Figure 2. Design of IRF5 peptide mimetics.

Figure 2

(A) Homology model of the IRF5 DBD with location of N-terminal peptides and amino acid characteristics. (B) Position of N- and C-terminal peptides highlighted within the full-length IRF5 V5 sequence. The color code is based on the amino acid characteristics defined in A. (C) Biacore T200 SPR analysis of peptide mimetics. Data are representative of 4 independent experimental replicates per peptide. (D and E) IRF5 nuclear translocation quantified in healthy donor PBMCs preincubated with 10 μM peptide for 1 hour and stimulated with 500 ng/mL R848 for 2 hours using imaging flow cytometry. Plots show quantification in CD45+CD14+ monocytes (D) and CD45+CD19+ B cells (E). n = 3 independent samples from healthy donors. (F) Kinetics analysis of N5-1 peptide binding to IRF5 by SPR. Data are representative of 4 independent experimental replicates. (G) Purified human monocytes were preincubated with 2.5 μM FITC-PTD, –N5-1, or –C5-2 for 1 hour followed by permeabilization and staining for intracellular IRF3, IRF5, or IRF7 with TRITC-conjugated antibodies.

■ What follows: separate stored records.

PR #10666, opened 2019-09-30
MessageBar: A11y bug fixes and Doc updates

### LINKED ISSUE #7762: MessageBar A11y Pass
Tracking all of the issues brought up with the 1/22 accessibility pass on MessageBar control 
Details on individual bugs can be found on [SharePoint](https://microsoft-my.sharepoint.com/:x:/r/personal/v-amaver_microsoft_com/_layouts/15/Doc.aspx?sourcedoc=%7B8f6b9510-2d32-45ba-bc39-37aa879c7eba%7D&action=default&uid=%7B8F6B9510-2D32-45BA-BC39-37AA879C7EBA%7D&ListItemId=1676&ListId=%7B395E1ECB-5002-440E-81C5-6A090E98077C%7D&odsp=1&env=prodbubble) 
  
 - [x] Bug1: Bug1: [Accessibility][Visual requirements]: Luminosity ratio of link 'Visit our website' under 'Error, single line, with dismiss button - custom styles' section is less than 4.5:1 ratio.  
 - [x] Bug2: [Accessibility][Keyboard navigation]: Focus indicator is not properly visible on  'visit our website' link. 
 - [x] Bug3: [Accessibility][Screen Reader]: Narrator in scan  mode doesn't announce the role of  'See More' , 'Close ('X')' buttons and 'visit our website' link  under 'Blocked, single line, with dismiss button and truncated text - custom styles' section. " 
 - [x] Bug4: [Accessibility][Screen Reader]: Narrator doesn't announce the state of 'See More' button while navigating with tab key. 
 - [x] Bug5: [Accessibility][Keyboard Navigation]: Text is disappearing from the screen when keyboard focus moves to the 'See more' button. " 
- [x] Bug6: [Accessibility][ Supporting the platform]: Controls present in the ‘MessageBar’ are not adopting high contrast settings. " 
- [x] Bug7: [Accessibility][Suggestion]: Appeared message bar should have ‘Aria-live’ property and region landmark. " 
  
 Component: MessageBar  
@micahgodbolt

micahgodbolt:
#### Pull request checklist

- [x] Addresses an existing issue: Fixes #7762

#### Description of changes

Addressed a11y issues brought up from recent pass. 

Updated examples to be easier to demo with screen readers. 

image

#### Focus areas to test

(optional)


packages/office-ui-fabric-react/src/components/MessageBar/examples/MessageBar.Styled.Example.tsx
```diff
@@ -1,222 +0,0 @@
-import * as React from 'react';
-import { MessageBarButton } from 'office-ui-fabric-react/lib/Button';
-import { Link } from 'office-ui-fabric-react/lib/Link';
-import { Label } from 'office-ui-fabric-react/lib/Label';
-import { Stack, StackItem } from 'office-ui-fabric-react/lib/Stack';
-import { MessageBar, MessageBarType } from 'office-ui-fabric-react/lib/MessageBar';
-
-const log = (text: string): (() => void) => (): void => console.log(text);
-
-export const MessageBarStyledExample: React.StatelessComponent = () => (
```
ecraig12345: Might be worth preserving one of these as an example of how to do custom styling (just pick an accessible one)

packages/office-ui-fabric-react/src/components/MessageBar/examples/MessageBar.Basic.Example.tsx
```diff
@@ -1,160 +1,184 @@
...
+      messageBarType={MessageBarType.warning}
+      ariaLabel="Aria help text here"
+      actions={
+        <div>
+          <MessageBarButton>Yes</MessageBarButton>
+          <MessageBarButton>No</MessageBarButton>
+        </div>
+      }
+    >
+      Warning lorem ipsum dolor sit amet, consectetur adipiscing elit. Morbi luctus, purus a lobortis tristique, odio augue pharetra metus,
```
ecraig12345: Maybe add back something about this example allowing overflowing to multiple lines, since it omits the `isMultiline={false}`? (we will most definitely want to rethink some of these option names/behavior when rewriting...)

packages/office-ui-fabric-react/src/components/MessageBar/examples/MessageBar.Basic.Example.tsx
```diff
@@ -1,160 +1,184 @@
...
-          Visit our website.
-        </Link>
-      </MessageBar>
-    </StackItem>
+  const WarningExample2 = () => (
+    <MessageBar
+      onDismiss={resetChoice}
+      dismissButtonAriaLabel="Close"
+      messageBarType={MessageBarType.warning}
+      ariaLabel="Aria help text here"
```
ecraig12345: Not sure what an aria-label will do on the MessageBar? Probably best to remove it or at least make it more descriptive.

packages/office-ui-fabric-react/src/components/MessageBar/examples/MessageBar.Basic.Example.tsx
```diff
@@ -1,160 +1,184 @@
...
-    <StackItem>
-      <Label>Info/Default MessageBar</Label>
-      <MessageBar>
-        Info lorem ipsum dolor sit amet, a elit sem interdum consectetur adipiscing elit.{' '}
-        <Link href="www.bing.com" target="_blank">
-          Visit our website.
-        </Link>
-      </MessageBar>
-    </StackItem>
+  const DefaultExample = () => (
```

FRET units were calculated from fluorescence emissions (see Supplemental Methods). n = 3 independent samples from healthy donors. (HL) In vivo monitoring of the interaction between FITC–N5-1 and endogenous IRF3, IRF5, or IRF7 in THP1 cells by acceptor photobleaching FRET microscopy. (H and I) Fold change in donor pixel intensity was monitored in the photobleached regions (JL) and plotted over time. Photobleached regions are indicated by white arrows. Images were acquired before and after acceptor photobleaching. Representative images of FITC–N5-1 and TRITC-IRF5 (J), TRITC-IRF3 (K), and TRITC-IRF7 (L) are shown (original magnification, ×60). Data are representative of 3 independent biological replicate experiments performed in triplicate. Data represent the mean ± SD. *P ≤ 0.05, **P ≤ 0.01, and ***P ≤ 0.001, by 1-way ANOVA.